# Hoher Ping (Repeater)



## ultron124 (30. August 2018)

Hallo Freunde,

seit ca. 2-3 Jahren besitze ich einen Fritzbox 1750E. Damals hat das Ding um die 70 € gekostet und wurde mir lt. Verkäufern als absolute Oberklasse verkauft. 
Diesen Repeater besitze ich, da der Router ganz unten nähe dem Keller ist und ich meinen PC ganz oben (Dach) habe. Somit ist der Repeater unumgänglich.

Die ersten 2 Jahre lief auch alles recht gut. Wir haben eine 50k-Leitung, davon kommen mit Repeater hier oben ca. 15 MBit/s an. Das reicht für mich vollkommen.

Da ich ein Gamer bin, brauche ich unbedingt einen (sehr) guten Ping. In den besagten 2 ersten Jahren des Repeaters verhielt sich dieser auch immer konstant auf 20-40 ms.

Seit geraumer Zeit gibt es aber immer wieder starke Einbrüche des Pings.
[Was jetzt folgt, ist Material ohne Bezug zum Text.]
PR #1712, opened 2026-05-24
fedora: Remove mlx5_ib due to kernel panic

oshoval:
**What this PR does / why we need it**:

F43 has a kernel panic about mlx5_ib [1],
since we don't actively use it, remove it.
It affects only ib, not SR-IOV.
In case someone needs it, he can modprobe it.

We are using `6.17.1-300.fc43`, which already has a fix [2] around it, but it doesn't seem enough.
If desired we can update the kernel in addition to `7.0.9-102.fc43`.

Tested on kubevirt via https://github.com/kubevirt/kubevirt/pull/17894

[1] https://prow.ci.kubevirt.io/view/gs/kubevirt-prow/pr-logs/pull/kubevirt_kubevirt/17832/pull-kubevirt-e2e-k8s-1.36-sig-network/2057043406697271296
[2] https://git.sceen.net/linux/linux-stable.git/commit/?id=2aebf5ee43bf0ed225a09a30cf515d9f2813b759

More details below.

<details>
  <summary>Click to expand details</summary>

<pre>
[   11.273632] ------------[ cut here ]------------
[   11.275942] kernel BUG at arch/x86/kernel/alternative.c:2456!
[   11.284910] Oops: invalid opcode: 0000 [#1] SMP NOPTI
[   11.287653] CPU: 0 UID: 0 PID: 508 Comm: systemd-modules Not tainted 6.17.1-300.fc43.x86_64 #1 PREEMPT(lazy) 
[   11.292010] Hardware name: KubeVirt None/RHEL, BIOS 1.16.3-4.el9 04/01/2014
[   11.295443] RIP: 0010:__text_poke+0x29e/0x400
[   11.297821] Code: 35 7f f2 ca 01 48 85 c0 74 20 48 01 f2 48 c1 ea 0c 48 c1 e2 06 48 8d 04 0a 48 89 44 24 28 48 83 7c 24 28 00 0f 85 28 fe ff ff <0f> 0b 48 c7 44 24 18 00 00 00 00 48 21 c7 e9 bf fe ff ff 48 8b 15
[   11.306451] RSP: 0018:ff7c6403c034f918 EFLAGS: 00010246
[   11.309110] RAX: 0000000000000000 RBX: ffffffffc05b64bd RCX: 0000000008433000
[   11.312578] RDX: 0000000000000043 RSI: ff1e426540000ff8 RDI: 0000000000000000
[   11.316034] RBP: 00000000000004bd R08: ffffffffbb62c000 R09: 0000000000000001
[...]

PR #1721, opened 2026-05-28
fedora: pin kernel install to fixed release across arches

oshoval:

In continuation of https://github.com/kubevirt/kubevirtci/pull/1712, 
we still see other modules fail due to the same underlying problem.
Which means it is not module specific.

For example, `zram`, which is installed by default, is also failing in CI:
https://prow.ci.kubevirt.io/view/gs/kubevirt-prow/pr-logs/pull/kubevirt_kubevirt/17922/pull-kubevirt-e2e-k8s-1.36-sig-compute/2059717554628202496

Since we are using a pretty old kernel, the first step is to update the kernel.
From `6.17.1-300.fc43` to `7.0.10-101.fc43`.

* Pin Fedora test-tooling image kernel packages to the latest validated release as of today while keeping architecture dynamic via uname -m, so image builds stay reproducible on x86_64, aarch64, and s390x.
* Fix the s390x flow to support the kernel bump and ensure the new kernel is active.
* Remove `mlx4_ib` which is not used, as clean-up, to keep symmetry of #1712.

Fixes #

Image was tested on all lanes of Kubevirt https://github.com/kubevirt/kubevirt/pull/17979.
Checked s390x boot and that it uses the new kernel.

**Checklist**

**Release note**:

```release-note
None
```

### DIFF
--- a/cluster-provision/images/vm-image-builder/fedora-with-test-tooling/cloud-config
+++ b/cluster-provision/images/vm-image-builder/fedora-with-test-tooling/cloud-config
@@ -71,11 +71,18 @@ write_files:
       content: |
         datasource_list: [NoCloud, ConfigDrive, None]
 runcmd:
+  - |
+    set -e
+    KERNEL_VER_REL="7.0.10-101.fc43"
+    KERNEL_NEVRA="${KERNEL_VER_REL}.$(uname -m)"
+    echo "KERNEL_NEVRA=${KERNEL_NEVRA}" > /etc/kernel-nevra.env
+    sudo dnf -y install "kernel-${KERNEL_NEVRA}"
+    sudo grubby --set-default="/boot/vmlinuz-${KERNEL_NEVRA}"
+  - sudo systemctl daemon-reload
+  - sudo dnf install -y qemu-guest-agent stress-ng virt-what vm-dump-metrics tpm2-tools netcat sg3_utils iperf3 wget tcpdump
   # Fedora 43+ uses predictable network interface names (e.g. enp1s0).
   # Many KubeVirt tests assume "eth0". Restore classic naming.
   - sudo grubby --update-kernel=ALL --args="net.ifnames=0 biosdevname=0"
-  - sudo systemctl daemon-reload
-  - sudo dnf install -y kernel-modules-$(uname -r) qemu-guest-agent stress-ng virt-what vm-dump-metrics tpm2-tools netcat sg3_utils iperf3 wget tcpdump
   # Install nmap-ncat in addition to OpenBSD netcat.
   # Use "nc" when OpenBSD behavior is needed (cloud-init uses "nc -U").
   # Use "ncat" when nmap-ncat behavior is needed (--recv-only, --no-shutdown,
@@ -102,7 +109,13 @@ runcmd:
   # s390x can panic early with unknown-block and disabled-wait.
   - |
     if [ "$(uname -m)" = "s390x" ]; then
-      sudo dracut -f --regenerate-all
+      set -e
+      source /etc/kernel-nevra.env
+      echo -e '[defaultboot]\ntarget=/boot' > /etc/zipl.conf
+      sudo zipl-switch-to-blscfg
+      sudo dracut -f "/boot/initramfs-${KERNEL_NEVRA}.img" "${KERNEL_NEVRA}"
       sudo zipl
+      # Fail image build if bootmap was not refreshed to include the newly pinned kernel.
+      test /boot/bootmap -nt "/boot/vmlinuz-${KERNEL_NEVRA}"
     fi
   - sudo shutdown
--- a/cluster-provision/images/vm-image-builder/fedora-with-test-tooling/cloud-config
+++ b/cluster-provision/images/vm-image-builder/fedora-with-test-tooling/cloud-config
@@ -25,7 +25,6 @@ write_files:
     - path: /etc/modules-load.d/mlx4.conf
       content: |
         mlx4_core
-        mlx4_ib
     - path: /etc/modules-load.d/i40e.conf
       content: |
         i40e


cluster-provision/images/vm-image-builder/fedora-with-test-tooling/cloud-config
```diff
@@ -72,11 +71,18 @@ write_files:
       content: |
         datasource_list: [NoCloud, ConfigDrive, None]
 runcmd:
+  - |
+    set -e
+    KERNEL_VER_REL="7.0.10-101.fc43"
+    KERNEL_NEVRA="${KERNEL_VER_REL}.$(uname -m)"
+    echo "KERNEL_NEVRA=${KERNEL_NEVRA}" > /etc/kernel-nevra.env
+    sudo dnf -y install "kernel-${KERNEL_NEVRA}"
```
dollierp, line 79: Are older packages still available in fedora repos when updated packages are published?

dhiller: I also fear we might get bitten by pinning if we don't have automation to regularly update here?

oshoval: > Are older packages still available in fedora repos when updated packages are published?

they age out after a while,
but we better fail and update manually than always take latest, and start flaking

if needed we can mirror maybe the one we use, but lets do it only if we see problem starts due to a too newish kernel, we can always bisect, and hopefully find one that works

we can also reuse current qcow in case needed btw,
if the changes are addon to existing fedora with specific kernel,
worst case we create an optional phase 2, which extract the qcow from the image,
and have thin layer of updates according needs (fast one),
this way the kernel we already used, never got lost

This shows if they are available for all archs
```
for arch in x86_64 aarch64 s390x; do
  pkg="kernel-7.0.10-101.fc43.${arch}"
  hit=$(dnf -q repoquery --forcearch "${arch}" --qf '%{name}-%{version}-%{release}.%{arch}' "${pkg}" 2>/dev/null)
  if [ -n "${hit}" ]; then
    echo "${arch}: AVAILABLE (${hit})"
  else
    echo "${arch}: MISSING"
  fi
done
```

and this to get latest
`dnf -q --refresh repoquery --latest-limit=1 --qf '%{version}-%{release}.%{arch}' kernel-core`

dhiller:
@jschintag @chandramerla are you able to take a quick look, since the s390x side is also touched here

cluster-provision/images/vm-image-builder/fedora-with-test-tooling/cloud-config
oshoval: > I also fear we might get bitten by pinning if we don't have automation to regularly update here?

we can just update once needed, better than having unpredicted update / changes every time we update the image,

we are doing the same on centos, and also there images gone every now and then,
for example the current image we reverted to on centos9 is gone, and we still find solution,
here we even update less

btw checked newer Fedora, base kernel, it is still older than what this PR suggest,
unless it will solve the modprobe, without other regressions, in case you prefer to try that first,
but imho we don't need to be worried from it, we can always try and adapt accordingly
```
Fedora Linux 44 (Cloud Edition)
Kernel found in image: 6.19.10-300.fc44.x86_64
```

oshoval:
> @jschintag @chandramerla are you able to take a quick look, since the s390x side is also touched here

fwiw i validated boot and new kernel is used, adding for context
note that the fedora bump itself (previous PR), was validated e2e by Vamsi, with selected kubevirt tests
so the diff is the kernel (had to fix the flow here, since zipl is broken)

asked Ashok to take a look as well

ashokpariya0:
> > @jschintag @chandramerla are you able to take a quick look, since the s390x side is also touched here
> 
> fwiw i validated boot and new kernel is used, adding for context note that the fedora bump itself (previous PR), was validated e2e by Vamsi, with selected kubevirt tests so the diff is the kernel (had to fix the flow here, since zipl is broken)
> 
> asked Ashok to take a look as well
>
LGTM for s390x related changes.

oshoval:
Thanks Ashok

oshoval:
discussed offline with @michalskrivanek 
since F44 is GA, maybe it will be better to start with it, and if it still flakes update kernel,
since if we find kernel bugs there, they are more interesting

for that created the tuple
https://github.com/kubevirt/kubevirt/pull/18039
https://github.com/kubevirt/kubevirtci/pull/1725
lets see test are passing there

EDIT - all works there now

chandramerla:
> > @jschintag @chandramerla are you able to take a quick look, since the s390x side is also touched here
> 
> fwiw i validated boot and new kernel is used, adding for context note that the fedora bump itself (previous PR), was validated e2e by Vamsi, with selected kubevirt tests so the diff is the kernel (had to fix the flow here, since zipl is broken)
> 
> asked Ashok to take a look as well

Asked @vamsikrishna-siddu to help in validating the changes for s390x

oshoval:
/hold

Thanks Chandra, Vamsi
lets take please first https://github.com/kubevirt/kubevirtci/pull/1725
and then if desired we can take this as well (after adapting to F44),
before we test it e2e with all the tests on s390x, lets see we agree to take it,
basically i tested boot of s390x and that it runs the new kernel, testing all the e2e might be overkill,
unless you insist to do it,
Ashok acked the changes themselves as well, this is the important part imo

oshoval:
Hi @dhiller @dollierp @Whitedyl @EdDev @michalskrivanek 

once F44 lands [1], do you want also this PR, that updates the kernel to latest ?
(if so will adapt it of course once F44 lands)

easier alternative is that we can also close it and focus on [1]
and reopen only if we see kernel bugs like the modprobe etc

[1] https://github.com/kubevirt/kubevirtci/pull/1725

michalskrivanek:
I would say we don't want to pin, but ia "global" `dnf update` to pick up updates since GA would be great (since you confirmed the rebuilds are manual it should be safe to do)

oshoval:
> I would say we don't want to pin, but ia "global" `dnf update` to pick up updates since GA would be great (since you confirmed the rebuilds are manual it should be safe to do)

but then it can also break things, since it will be less predictable
i prefer to not do it, unless we see problems it can solve
or you mean just because we updated kernel then we want them to be aligned ?
(it will still be newer than the pinned, and so far as so good without it)
anyhow lets please see first we want this PR, and then decide about it ?

michalskrivanek:
> > I would say we don't want to pin, but ia "global" `dnf update` to pick up updates since GA would be great (since you confirmed the rebuilds are manual it should be safe to do)
> 
> but then it can also break things, since it will be less predictable i prefer to not do it, unless we see problems it can solve or you mean just because we updated kernel then we want them to be aligned ? (it will still be newer than the pinned, and so far as so good without it) anyhow lets please see first we want this PR, and then decide about it ?

I thought when you only manually rebuild it's quite predictable - you update and test and if all looks good you merge it. No instabilities from nightly rebuilds that can potentially regress temporarily. 
But yes, as far as this PR is concerned then no, let's not pin unless we really really have to. We really should try hard to keep kernel and userspace aligns the same as in Fedora proper.

oshoval:
> > > I would say we don't want to pin, but ia "global" `dnf update` to pick up updates since GA would be great (since you confirmed the rebuilds are manual it should be safe to do)
> > 
> > 
> > but then it can also break things, since it will be less predictable i prefer to not do it, unless we see problems it can solve or you mean just because we updated kernel then we want them to be aligned ? (it will still be newer than the pinned, and so far as so good without it) anyhow lets please see first we want this PR, and then decide about it ?
> 
> I thought when you only manually rebuild it's quite predictable - you update and test and if all looks good you merge it. No instabilities from nightly rebuilds that can potentially regress temporarily. 
But yes, as far as this PR is concerned then no, let's not pin unless we really really have to. We really should try hard to keep kernel and userspace aligns the same as in Fedora proper.

do you mean also not pin kernel itself ?
this is wrong imo, because having implicit changing kernel between runs, can have impact hard to reverse / bisect

EDIT - btw about the userspace packages, even on laptop, we do update them and rarely update kernel, same state as this PR suggest atm, with and without dnf update as done on laptop locally usually

oshoval:
i will close this one, and reopen if needed, or in case you would like to have it
lets first see what https://github.com/kubevirt/kubevirtci/pull/1725 have in mind

cc @EdDev 

thanks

Er steigt dann in regelmäßigen Abständen bis auf 800 ms und minimal erreiche ich ca. 40 ms. 

Die Up- und Downloadgeschwindigkeiten bleiben auch während dieser Zeit unverändert.

Ich habe jetzt ein paar Leute gefragt, und ich sollte doch mal prüfen ob ich gedost oder geddost werde (Pingflooding).

Kann das daran liegen und wie mache ich das?

Mein Anbieter ist die Telekom und wir hatten noch so gut wie nie Probleme bei denen.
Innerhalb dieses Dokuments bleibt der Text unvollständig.